Payments Using e-Pay
Payments are due on the 1st of the month following the end of each Filing Frequency period and are late on the 20th day. For example, a semi-annual Jan-June period is due July 1 and late July 20. Reminders are emailed. You must report $0 if no sales were made during the period. However you elect to pay, your EIN and "business partner number" (on the back of the DR-13) are required. The Enrollment page is here. Wishing you large gross receipts.
Most Chapters sponsor at least one Florida Native plant sale during the year. This is a great opportunity to do a lot of public education while making revenue for the Chapter. Plants usually are either propagated by the membership or purchased at a wholesale price from a local native plant nursery, or both. In any case, it is advisable to sell native plants that naturally occur in your area, and ideally come from local plant material. Not only will the plant be likely to perform better, but there will be no risk of accidentally introducing a different genetic strain into your local populations that may reduce the fitness of local populations placing them at risk of extinction. The FNPS website has a listing of plants by county where you can get ideas for your plant sale.
Important: Florida requires anyone who is selling or growing plants to register with the state. If you are selling plants grown by a licensed Florida nursery, you will need to apply for a Certificate of Stock Dealer Registration. You can learn more from FDACS. If you are growing plants or selling plants grown by non-licensed growers (including chapter members) you will need to apply for a Certificate of Nursery Registration.
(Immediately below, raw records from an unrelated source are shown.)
PR #868, opened 2026-02-25
Add 'c' format type support to format filters

tomzie-arista:
Add 'c' character formatting type to both styles of the format filter.
Follow closely what Python supports.

_AI was used to generate the tests._

### DIFF
--- a/minijinja/src/format_utils.rs
+++ b/minijinja/src/format_utils.rs
@@ -410,13 +410,37 @@ impl FormatSpec {
                         format!("{} arg not in range(0x110000)", self.ty.description()),
                     ));
                 }
-                if self.format_style == FormatStyle::StrFormat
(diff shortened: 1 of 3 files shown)


minijinja/src/format_utils.rs
```diff
@@ -386,6 +403,29 @@ impl FormatSpec {
...
+                        ErrorKind::InvalidOperation,
+                        "%c arg not in range(0x110000)",
+                    ));
+                }
+                if self.format_style == FormatStyle::StrFormat
+                    && (self.print_sign || self.space_before_positive_num)
+                {
+                    return Err(Error::new(
+                        ErrorKind::InvalidOperation,
+                        "sign flags are not allowed with %c format type",
```
atsmtat: "%c format type" text in the message sounds wrong for str.format. Use `self.ty.description()` to print the right description.

Issue #876, opened 2026-03-02
Error on undefined variables that are the input of a filter


Hofer-Julian:
This is a simple minijinja setup that runs to completion without panicking.
Notice the `UndefinedBehavior::Strict` at the beginning of the function.

```rust
fn main() {
    let mut env = minijinja::Environment::new();
    env.set_undefined_behavior(minijinja::UndefinedBehavior::Strict);

    let ctx = minijinja::context! {};

    // This behaves as I expect it
    let result = env
        .render_str("{{ x | default('FALLBACK') }}", &ctx)
        .unwrap();
    assert_eq!(result, "FALLBACK");

    // I would expect this to panic
    let result = env.render_str("{{ x | upper }}", &ctx).unwrap();
    assert_eq!(result, "");
}
```

While the first example works as expected, I would that the second example panics. At the moment, the undefined variable is just accepted and converted to an empty string.

Would you be interested in changing the default to erroring in that case as well.
I currently implement the behaviour like [this](https://github.com/prefix-dev/rattler-build/pull/2239), but l'd love to upstream the behaviour if possible.

PR #877, opened 2026-03-02
fix: complain when filter is used on undefined in strict and semi-strict mode

wolfv:
This fixes https://github.com/mitsuhiko/minijinja/issues/876

AI Disclaimer: Code entirely written by Claude.


wolfv:
Thanks! A release would be amazing :)

PR #900, opened 2026-05-16
fix(lexer): support mid-chain dotted-integer attribute access

KrishnanPrash:
#### Overview

Jinja2 lets you index a sequence with a dotted integer (`obj.0` is sugar for `obj[0]`), and the result composes with attribute access (`obj.0.attr`). minijinja's tokenizer was eating the second dot as the start of a fractional part, so the parser saw a `Float` where it expected an identifier or integer.

Before: `{{ msgs.0.role }}` -> `syntax error: unexpected float, expected identifier or integer`
After:  renders the attribute value.

#### Behavior

After an integer, the lexer now classifies a `.` by the byte(s) that follow it:

| After the dot | Treat as | Example |
| --- | --- | --- |
| digit | fraction | `1.5` |
| `[eE][+-]?\d` | exponent | `1.e5` |
| identifier-start | attribute access (break) | `obj.0.attr` |
| else (ws / op / EOF) | fraction (unchanged) | `42.` |

The predicate reuses `lex_identifier` so it tracks the identifier grammar under both ASCII-only and `unicode` feature configs. The parser's `parse_subscript` already accepts an integer after `.`.

#### Tests

- `cargo test -p minijinja --all-features`: 19 binaries, 0 failures.
- Float-literal regressions pinned for `1.0`, `1.5e2`, `1.e5`, `1.E-3`, `42.`, `1.+2`.
- Attribute cases: single-digit, multi-digit, `1_000`, `_meta`, Greek `α` under `unicode`.
- `test_expression_bug` was split since its example (`42.blahadsf()`) is now well-formed.

#### Reviewer

Start with the `(b'.', State::Integer)` arm of `eat_number` in `minijinja/src/compiler/lexer.rs`.

#### AI Disclosure

Developed with AI assistance (Claude Code), including this description. I reviewed and verified.

### DIFF
--- a/Cargo.lock
+++ b/Cargo.lock
@@ -3358,9 +3358,9 @@ dependencies = [
 
 [[package]]
 name = "toml"
-version = "0.7.8"
+version = "0.8.23"
 source = "registry+https://github.com/rust-lang/crates.io-index"
-checksum = "dd79e69d3b627db300ff956027cc6c3798cef26d22526befdfcd12feeb6d2257"
+checksum = "dc1beb996b9d83529a9e75c17a1686767d148d70663143c7854d8b4a09ced362"
 dependencies = [
  "serde",
  "serde_spanned",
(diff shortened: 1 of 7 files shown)


KrishnanPrash:
@mitsuhiko Would appreciate a review for this PR whenever you get the chance. Thank you in advance.

rmccorm4:
Hi @mitsuhiko, is this something you could help us get merged and put into a new crate release that we can update upstream?

PR #465, opened 2021-12-17
Save the config file used when downloading from the app

emjin:
### Security

### DIFF
--- a/src/semgrep_agent/main.py
+++ b/src/semgrep_agent/main.py
@@ -46,6 +46,7 @@ ENV_VAR_HELP_TEXT = "\n        ".join(
 )
 
 LOG_FILE = LOG_FOLDER + "/semgrep_agent_logs"
+SEMGREP_RULES_FILE = LOG_FOLDER + "/semgrep_app_rules.yaml"
 
 
 def url(string: str) -> str:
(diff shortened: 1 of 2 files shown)


src/semgrep_agent/semgrep_app.py
```diff
@@ -156,10 +156,10 @@ def fetch_rules_text(self) -> str:
...
 
     def download_rules(self) -> Tuple[Path, List[str], List[str]]:
-        """Save the rules configured on semgrep app to a temporary file"""
-        # hey, it's just a tiny YAML file in CI, we'll survive without cleanup
-        rules_file = tempfile.NamedTemporaryFile(suffix=".yml", delete=False)  # nosem
-        rules_path = Path(rules_file.name)  # nosem
+        """Save the rules configured on semgrep app to a file in .semgrep_logs"""
+        """so that it persists for debugging """
+        rules_file = SEMGREP_RULES_FILE
+        rules_path = Path(rules_file)  # nosem
```
underyx: I assume the nosem is not needed since we're not using `tempfile`'s `.name` anymore.

```suggestion
        rules_path = Path(rules_file)
```

brendongo (approved):

src/semgrep_agent/main.py
```diff
@@ -325,6 +326,7 @@ def protected_main(
             click.secho(message, err=True, fg="red")
             sys.exit(1)
         config = (str(local_config_path),)
+        logging.info(f"Config saved to { SEMGREP_RULES_FILE }")
```
```suggestion
        logging.info(f"Config saved to {SEMGREP_RULES_FILE}")
```

I think black might be broken if it's not enforcing this style :/

PR #507, opened 2022-02-02
Add test that .semgrep_logs is ignored, even if not present in .semgrepignore

mmcqd:
semgrep-action should always ignore `.semgrep_logs`, even if the user has a custom .semgrepignore that does not list it.

### Security


tests/acceptance/ignore-logs/new-agent.err
```diff
@@ -0,0 +1,13 @@
+| versions          - semgrep x.y.z on Python x.y.z
+| environment       - running in environment git, triggering event is 'unknown'
+| manage            - not logged in
+=== setting up agent configuration
+| using semgrep rules from https://semgrep.dev/c/p/r2c-ci
+| reporting findings introduced by these commits:
+|   * aaaaaaa add finding
+| looking at 2 changed paths
+=== looking for current issues in 2 files
```
emjin, line 9: Why is this 2 files? I just thought it was always 1 file now

emjin: Or is that only for full scans

mmcqd: I'm pretty sure that's only for full scans, where we just pass the whole repo to the CLI. Diff scans have to pass specific individual files.

tests/acceptance/ignore-logs/commands.yaml
```diff
@@ -0,0 +1,21 @@
+steps:
```
emjin, line 1: Maybe note that the agent output in this case is a little wonky ("looking at 2 changed paths" and "looking for current issues in 2 files" but then ignoring those files)

emjin (approved):
Looks good

brendongo (approved):

PR #511, opened 2022-02-09
Remove .semgrepignore handling

underyx:
The .semgrepignore logic is left up to the Semgrep CLI from now on.

The agent needs to do two things to make this possible:
 1. Add default --exclude patterns, such as test directories
 2. Pass web UI-configured ignores through as --exclude patterns

Closes PA-732

### Security


tests/acceptance/symlink-dir/new-agent.err
```diff
@@ -5,10 +5,7 @@
 | using semgrep rules from https://semgrep.dev/c/p/r2c-ci
 | reporting findings introduced by these commits:
 |   * aaaaaaa Add symlink to dir
-| Skipping bar/foo since it is a symlink to a directory: foo
```
underyx, line 8: does semgrep CLI handle symlinks like the agent used to?

underyx: silly question — that's exactly what this test checks

PR #513, opened 2022-02-12
Use semgrep --config policy

brendongo:
### Security


underyx (approved):

ievans:
@brendongo didn't we land on calling this "app" instead?

underyx:
**thought (non-blocking)**: Rules not longer locked in at scan start
The one major consideration to note is that we no longer lock the rules in use to what the policies had at the start of scan. This is a very short margin of time for race conditions, but it's still there. It might cause errors during ingestion or on the frontend if the scan gets a finding from a rule that was not supposed to be part of the scan according to policy.

underyx:
**question**: Does --config=policy add inventory rules the same way?
It might be worth verifying that there's no difference in the logic of whether inventory rules should run or not, between the old SCAN_ID/rules.yaml endpoint, and what the CLI now uses.

brendongo:
@ievans yep. will just change towards the end when the dust settles :D

brendongo:
re race condition: I think I can look into the delta of using the scan endpoint since I'm moving the rest of semgrep_app.py anyway

inventory: good point. I have a seperate env var for that and I did forget to use it https://github.com/returntocorp/semgrep/blob/develop/semgrep/semgrep/config_resolver.py#L576 instead of modifying this code to add that env var I'll just merge this as is and if modifying to use the scan endpoint to freeze the rules doesnt work, use the env var

PR #517, opened 2022-02-16
Promote autofix in PR comments

chmccreery:
Instead of hiding autofix in PR comments behind a secret environment variable, users can now specify in the app whether they want to enable autofix on a per-repo basis.

I took this opportunity to also refactor how policy names are stored, since returning them from report_start made less sense than keeping them as a property inside of the scan. These changes are backwards-compatible, so can go in whenever.

### Security

### DIFF
--- a/src/semgrep_agent/semgrep_app.py
+++ b/src/semgrep_agent/semgrep_app.py
@@ -42,6 +42,8 @@ RETRYING_ADAPTER = requests.adapters.HTTPAdapter(
 class Scan:
     id: int = -1
     ignore_patterns: List[str] = field(default_factory=list)
+    policy_list: str = "unknown"
+    autofix: bool = False
 
 
 @dataclass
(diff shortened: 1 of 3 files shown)


underyx (approved):

dlukeomalley:
@chmccreery Do we need any back compat here? I suspect the answer is "no" as it's been experimental.

chmccreery:
> @chmccreery Do we need any back compat here? I suspect the answer is "no" as it's been experimental.

@dlukeomalley this is backwards compatible

src/semgrep_agent/semgrep_app.py
```diff
@@ -130,9 +132,10 @@ def report_start(self, meta: GitMeta) -> str:
             self.scan = Scan(
                 id=glom(body, T["scan"]["id"]),
                 ignore_patterns=glom(body, T["scan"]["meta"].get("ignored_files", [])),
+                policy_list=glom(body, T["policy"]),
+                autofix=glom(body, T.get("autofix", False)),
```
chmccreery, line 136: Default of False is for backwards compatibility

PR #556, opened 2022-04-05
edit generate of id. https://github.com/returntocorp/semgrep-action/i…

zakrush:
…ssues/488

### Security


brendongo:
Whoops I did some clean up of old branches and it closed this PR.

@zakrush latest code does not parse semgrep output and instead just relies on semgrep to output the desired format. I think you can reopen the same pr on the semgrep repo if this functionality is necessary

PR #566, opened 2022-04-14
Add multiple values to envvars

### LINKED ISSUE #565: Semgrep-action no longer works with multiple configs
When I pass multiple `--config` flags to semgrep-agent, it used to use all the rules, but now it only uses the last ruleset given. When I pass `--config "r/php" --config "r/javascript"`, I expect it to run both PHP and JavaScript rules, but it only uses JavaScript rules.

```
$ docker run -v "$PWD:/mysrc" -w "/src" returntocorp/semgrep-agent:v1 semgrep-agent --config "r/php" --config "r/javascript"
=== Running: SEMGREP_RULES=r/javascript semgrep ci
Running `semgrep ci` without API token but with configs ('r/javascript',)
...
```

Previously, it would show something like this:

```
| versions          - semgrep 0.81.0 on Python 3.9.10
| environment       - running in environment git, triggering event is 'unknown'
| using semgrep rules from https://semgrep.dev/c/r/php
| using semgrep rules from https://semgrep.dev/c/r/javascript
...
```

Sjord:
When passing --config multiple times, put the multiple values space-separated in the environment variable.

https://click.palletsprojects.com/en/8.1.x/options/#multiple-values-from-environment-values

Closes #565

### Security

### DIFF
--- a/src/semgrep_agent.py
+++ b/src/semgrep_agent.py
@@ -55,7 +55,10 @@ class ForwardAction(argparse.Action):
     def __call__(self, _, namespace, values, option_string=None) -> None:  # type: ignore
         envvar = FLAG_TO_ENV.get(option_string)
         if envvar:
-            os.environ[envvar] = values
+            if envvar in os.environ:
+                os.environ[envvar] += " " + values
+            else:
+                os.environ[envvar] = values
 
         new_flag = FLAG_TO_FLAG.get(option_string)
         if new_flag:
--- a/src/semgrep_agent.py
+++ b/src/semgrep_agent.py
@@ -132,7 +132,7 @@ def run_sarif_scan() -> None:
         """
     )
 
-    envvars = [f"{k}={v} " for k, v in os.environ.items() if k in ENV_VARS_TO_LOG]
+    envvars = [f'{k}="{v}" ' for k, v in os.environ.items() if k in ENV_VARS_TO_LOG]
     print(
         "=== Running: " + "".join(envvars) + " ".join(cmd),
         file=sys.stderr,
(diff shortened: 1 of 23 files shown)


src/semgrep_agent.py
```diff
@@ -55,7 +55,10 @@ def __init__(self, option_strings, dest, **kwargs) -> None:  # type: ignore
     def __call__(self, _, namespace, values, option_string=None) -> None:  # type: ignore
         envvar = FLAG_TO_ENV.get(option_string)
         if envvar:
-            os.environ[envvar] = values
+            if envvar in os.environ:
+                os.environ[envvar] += " " + values
```
underyx, line 60: Sorry about the oversight of missing this, and thank you for fixing it! I worry though that we might have some users who have set both a flag and an env var for the same option, and this would break their CI jobs now 🤔 

Specifically, imagine if someone committed this (silly) configuration: `SEMGREP_APP_TOKEN=123 semgrep ci --publish-token=123`. It'd previously work correctly, and would break after this as token would be set to `"123 123"`.

I think I'm comfortable with setting a condition where we have this behavior only if the envvar is `SEMGREP_RULES`. Care to update the PR to do that instead? Otherwise, I could just fix up your PR and merge.

Sjord: I have added a commit that restricts the multiple values to `--config` and `--audit-on`. I included `--audit-on` since that also has `multiple=True` in [semgrep ci.py](https://github.com/returntocorp/semgrep/blob/develop/semgrep/semgrep/commands/ci.py#L136).

underyx: Thanks so much :heart:

underyx (approved):

PR #567, opened 2022-04-20
Release 0.89.0

brendongo:
### Security

### DIFF
--- a/CHANGELOG.md
+++ b/CHANGELOG.md
@@ -1,5 +1,11 @@
 # Upcoming - Date
 
+# 2022-04-20
+
+## Changed
+
+- Use semgrep 0.89.0
+
 # 2022-03-24
 
 ## Changed
--- a/Dockerfile
+++ b/Dockerfile
@@ -1,4 +1,4 @@
-FROM returntocorp/semgrep:0.87.0
+FROM returntocorp/semgrep:0.89.0
 
 USER root
 WORKDIR /semgrep-agent
--- a/tests/acceptance/semgrep-rules-repo/local-config-full-scan.out
+++ b/tests/acceptance/semgrep-rules-repo/local-config-full-scan.out
@@ -5,7 +5,6 @@ Findings:
      python.lang.best-practice.arbitrary-sleep
         time.sleep() call; did you mean to leave this in?
 
-
          12┆ t.sleep(5)
           ⋮┆----------------------------------------
          14┆ t.sleep(0.1)
--- a/tests/acceptance/semgrep-rules-repo/local-config-some-new-results-audit-mode.out
+++ b/tests/acceptance/semgrep-rules-repo/local-config-some-new-results-audit-mode.out
@@ -7,7 +7,6 @@ Findings:
         vulnerability where translators could include malicious script tags in their translations.
         Consider using `force_escape` to explicitly escape a transalted text.
 
-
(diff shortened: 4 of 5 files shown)


underyx (approved):

sudomann:
This release is broken. Our jobs don't work with this one because:
```
$ docker run --rm -v "${PWD}:/src" --workdir /src returntocorp/semgrep-agent:v1 semgrep-agent --config https://semgrep.dev/p/r2c --config https://semgrep.dev/p/secrets --config /src/utilities/scripts/semgrep.yml --baseline-ref develop

=== Running: SEMGREP_RULES=/src/utilities/scripts/semgrep.yml SEMGREP_BASELINE_COMMIT=develop semgrep ci
Running `semgrep ci` without API token but with configs ('/src/utilities/scripts/semgrep.yml',)
Scan environment:
  versions    - semgrep 0.89.0 on python 3.10.4
  environment - running in environment git, triggering event is unknown

Fetching configuration from semgrep.dev
Cannot find a commit with reference 'develop'. Possible reasons:

- the referenced commit does not exist
- the current working directory is not a git repository
- the git binary is not available

Try running `git show develop` to debug the issue.
```

The branch certainly exists and is visible to git. It worked just fine when I used an older version.

underyx:
@sudomann sorry about that 😯 unfortunately we cannot reproduce the error, and we don't see failed scans that started occurring with 0.89.0 for logged in users.

Could you share the CI job that causes this failure?

I also have a guess about what might be the issue 🤔 Maybe this recent git release is blocking git commands from being executed in your CI: https://github.blog/2022-04-12-git-security-vulnerability-announced/

If that is the case, a possible fix would be changing your command to

```
docker run --rm -v "${PWD}:/src" --workdir /src returntocorp/semgrep-agent:v1 /bin/sh -c "git config --global --add safe.directory /src && semgrep-agent --config https://semgrep.dev/p/r2c --config https://semgrep.dev/p/secrets --config /src/utilities/scripts/semgrep.yml --baseline-ref develop"
```

underyx:
Otherwise, you can probably get an error message from git by running

```
docker run --rm -v "${PWD}:/src" --workdir /src returntocorp/semgrep-agent:v1 git show develop
```

sudomann:
I see, you're right, thanks!
```
Status: Downloaded newer image for returntocorp/semgrep-agent:v1
fatal: unsafe repository ('/src' is owned by someone else)
To add an exception for this directory, call:

	git config --global --add safe.directory /src
```

I got it to work with: `docker run --rm -v "${PWD}:/src" --workdir /src returntocorp/semgrep-agent:v1 bash -c "git config --global --add safe.directory /src && git show develop"` so I guess the images released today have a newer version of git with this mitigation?

underyx:
@sudomann that's right! The git version was implicitly bumped today since we last released.

underyx:
I wonder if we can do anything to make it so our users don't need to worry about the git configuration, it really sucks that you have to add that extra command :(

But as far as I can tell if we did anything to sidestep this new security feature, we'd just be reintroducing the git vulnerability.

underyx:
And thanks a lot for bringing this to our attention! I added a note about this to today's changelog https://github.com/returntocorp/semgrep-action/blob/develop/CHANGELOG.md#2022-04-20

PR #581, opened 2022-05-25
chore: Bump semgrep to 0.94.0

underyx:
### Security


nmote (approved):
Looks reasonable, but check the boxes in the summary (assuming they should be checked)

PR #601, opened 2022-07-06
Remove --json deprecation warning

underyx:
### Security


brendongo:
Why are we removing the warning?

brendongo (approved):

PR #602, opened 2022-07-07
update semgrep-action with a bump script for conformity

spencerdrak:
### Security


nbrahms (approved):
Reviewing regexes is so difficult :)

PR #649, opened 2022-10-14
Update tests

brendongo:
### Security
- [ ] Changelog has been updated
- [ ] Change has no security implications (otherwise, ping the security team)

PR #653, opened 2022-10-20
Revert "Update tests"

underyx:
returntocorp/semgrep-action#649 removed some (but not all) tests that assumed the registry will have useless-eqeq in p/ci

this reverts the removal and fixes these tests to explicitly run the useless-eqeq rule


emjin:
So what happened exactly? I'm now even more confused

IagoAbal (approved):

PR #657, opened 2026-04-16
sk-usbhid: skip unsupported key types in read_rks()

akhilesharora:
## Summary

- In `read_rks()`, encountering a resident credential with an unsupported COSE key type (anything other than ES256 or EdDSA) causes `goto out`, aborting the entire resident key enumeration. All valid keys - both already collected and remaining - are discarded.
- This means a single unsupported credential on a FIDO2 token causes `ssh-add -K` / `ssh-keygen -K` to return zero keys, even if other valid ecdsa-sk or ed25519-sk credentials exist.
- The fix moves the key type check before the per-credential allocation, so unsupported types are skipped with `continue` instead of aborting the loop. No memory is allocated before the check, so `continue` is safe without additional cleanup.
- The existing `XXX` comment at the old `goto out` site (`/* XXX free rk and continue */`) documents the intended fix.

## Details

The old code allocated `srk` (including `key_handle`, `application`, `user_id`) *before* checking the key type. When the switch hit the default case, `goto out` jumped past the `ret = 0` assignment, returning `SSH_SK_ERR_GENERAL`. The caller `sk_load_resident_keys()` then freed all previously collected keys and returned an error.

The new code checks `fido_cred_type()` first, stores the result in a local `uint32_t alg`, and only proceeds with allocation if the type is supported. For supported types, behavior is unchanged.

## Test plan

- Compiled with `./configure --with-security-key-builtin && make` - zero warnings with `-Wall -Wextra -Wuninitialized -Wsign-compare`
- Existing regression test suite passes
- Wrote a standalone C test modeling the exact loop structure that proves: old code aborts on unsupported key type (losing valid keys), new code skips and continues (preserving valid keys)
- Verified no behavior change when all credentials use supported types

### DIFF
--- a/sk-usbhid.c
+++ b/sk-usbhid.c
@@ -1262,6 +1262,7 @@ read_rks(struct sk_usbhid *sk, const char *pin,
     struct sk_resident_key ***rksp, size_t *nrksp)
 {
 	int ret = SSH_SK_ERR_GENERAL, r = -1, internal_uv;
+	uint32_t alg;
 	fido_credman_metadata_t *metadata = NULL;
 	fido_credman_rp_t *rp = NULL;
 	fido_credman_rk_t *rk = NULL;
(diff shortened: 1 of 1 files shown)


akhilesharora:
openbsd-current-upstream fails in `cd /usr/src/usr.bin/nc && make` at `netcat.c:1660: undeclared IPTOS_DSCP_VA`. This check was green on the last 15 master runs (through 2026-05-13). The failure is in OpenBSD's nc source, not in any file this PR touches.

djmdjm:
Thanks, I've merged this upstream and synced it back as 684d26a3c4d07e78027517fd6e98875ae5dff71d

akhilesharora:
Thanks!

Over time, some best practices have emerged for a successful plant sale. These include, but are not limited to:
- Bring adequate change in the cash box, especially ones.
- Label plants clearly with scientific and common name.
- Show off the natives! Provide a local variety of trees, shrubs, grasses and wildflowers.
- Provide profile sheets or cards with cultivation tips.
- Laminate a profile that shows the plant in bloom (especially important if plants are not in bloom during the sale!)
- Group plants according to habitat, water requirements, or landscaping compatibility.
- Sell a butterfly garden "kit."
- Create a display showing native plants in an attractive home landscape.
- Bring reference books, both for landscaping and field identification.
- Offer other merchandise during the plant sale – some people live in apartments!
- Give all shoppers a membership brochure and review the benefits of membership.
- Distribute the Association of Florida Native Plant Nurseries Real Guide for Florida Gardeners.
Native plant seminars, classes, or slide shows have also proven to be effective fund-raisers.The speaker can request that a donation be made to the Chapter in lieu of an honorarium or payment. Community organizations are usually willing to negotiate a donation amount on this basis. Another approach is to charge participants a registration fee to attend a class or seminar. If you have a free venue and a free speaker, your Chapter can bank the income. However, you may be able to charge a larger registration fee and draw a larger audience with a big name; in this case part of the revenue may go to an honorarium and hall rental, but it may be worth it. Sponsoring and marketing a public seminar will also promote your Chapter while generating revenue!